IBM is commercializing its AI governance tool, AI FactSheets, and bringing more natural language capabilities to some of its Watson products.

IBM on Wednesday introduced new and updated AI capabilities to its Watson products, highlighting the long-established tech giant's drive to further embed machine learning, natural language processing and natural language understanding in its enterprise products.

Among several moves, IBM said it plans to make Reading Comprehension, currently in beta in IBM Watson Discovery, as a planned feature to enable users to more easily search enterprise documents using natural language.

IBM also said it will add FAQ Extraction, in beta in IBM Watson Assistant's search skill, as a planned new feature.

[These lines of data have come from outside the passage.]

PR #1623, opened 2021-04-26
refactor(core): simplify usage of app event and window label types

lucasfernog:

- [ ] Bugfix
- [ ] Feature
- [ ] New Binding Issue #___
- [ ] Code style update
- [x] Refactor
- [ ] Build-related changes
- [ ] Other, please describe:

- [ ] Yes. Issue #___
- [ ] No

**Other information:**

### DIFF
--- a/core/tauri/src/endpoints/window.rs
+++ b/core/tauri/src/endpoints/window.rs
@@ -7,9 +7,9 @@ use crate::Manager;
 use crate::{api::config::WindowConfig, endpoints::InvokeResponse, Params, Window};
 use serde::Deserialize;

The tool enables businesses to keep virtual assistants up to date more efficiently by automatically extracting relevant data from preselected sources.

From research to production

The updates highlight an ongoing loop of innovation at IBM, said Ritu Jyoti, program vice president of AI research at IDC. In this case, IBM Research NLP and NLU technologies from Project Debater, IBM's debating AI system, are used to roll out capabilities to help automate and generate accurate and trusted data.

"From my perspective, the emphasis is on business documents -- troves of corporate documents; more precise and accurate responses will greatly impact business resilience, productivity and time to value," Jyoti said.

Meanwhile, a new intent classification model designed to enable users to train virtual assistants more quickly with less data without sacrificing accuracy is now available in Watson Assistant.

Earlier this year, governments and organizations used some of the new beta capabilities to help quickly release chatbots that offered information on COVID-19.

IBM, AI FactSheets, AI Governance
IBM is commercializing AI FactSheets, designed to help organizations create AI governance policies.

AI governance

IBM also plans to commercialize AI FactSheets, a service that, like nutrition labels for food, would provide information about an AI model's essential characteristics, such as the model's intended purpose, performance and data it was trained on.

By commercializing AI FactSheets in Cloud Pak for Data, IBM is bringing forward a tool designed to create more trust in AI models to business organizations.

The FactSheet can be tailored to the needs and preferences of different users and audiences.
Ritu JyotiProgram vice president of AI research, IDC

The tool can automatically capture important information about a model's performance, providing organizations with real-time reporting on a model's performance. Organizations can also use AI FactSheets to better define information collected on a model, including how it was created, tested, trained, deployed and evaluated, Jyoti said.

"The FactSheet can be tailored to the needs and preferences of different users and audiences, enabling collaboration across varying levels of technical expertise that otherwise wouldn't be possible," she said.

By collecting and defining all this information, the tool could help organizations overcome the challenge of monitoring and documenting an AI model's lifecycle to set up AI governance policies, Jyoti said.

"With proper governance of AI, we can prevent undesirable outcomes -- including models unintentionally harboring bias, being trained with improper or unapproved information, or even having unexpected shifts in performance," she explained.

AWS also jumped into the burgeoning market for explainable AI and AI bias mitigation this week with a new product release at its AWS re:Invent 2020 virtual conference earlier this week.